*** Begin section ***

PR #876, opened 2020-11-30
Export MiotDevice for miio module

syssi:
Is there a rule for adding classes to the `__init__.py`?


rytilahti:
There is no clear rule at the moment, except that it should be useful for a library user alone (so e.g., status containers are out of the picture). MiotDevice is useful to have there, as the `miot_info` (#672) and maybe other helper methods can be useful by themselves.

*** End section ***

Output the complete data exactly as written.

Exercise output —
PR #876, opened 2020-11-30
Export MiotDevice for miio module

syssi:
Is there a rule for adding classes to the `__init__.py`?


rytilahti:
There is no clear rule at the moment, except that it should be useful for a library user alone (so e.g., status containers are out of the picture). MiotDevice is useful to have there, as the `miot_info` (#672) and maybe other helper methods can be useful by themselves.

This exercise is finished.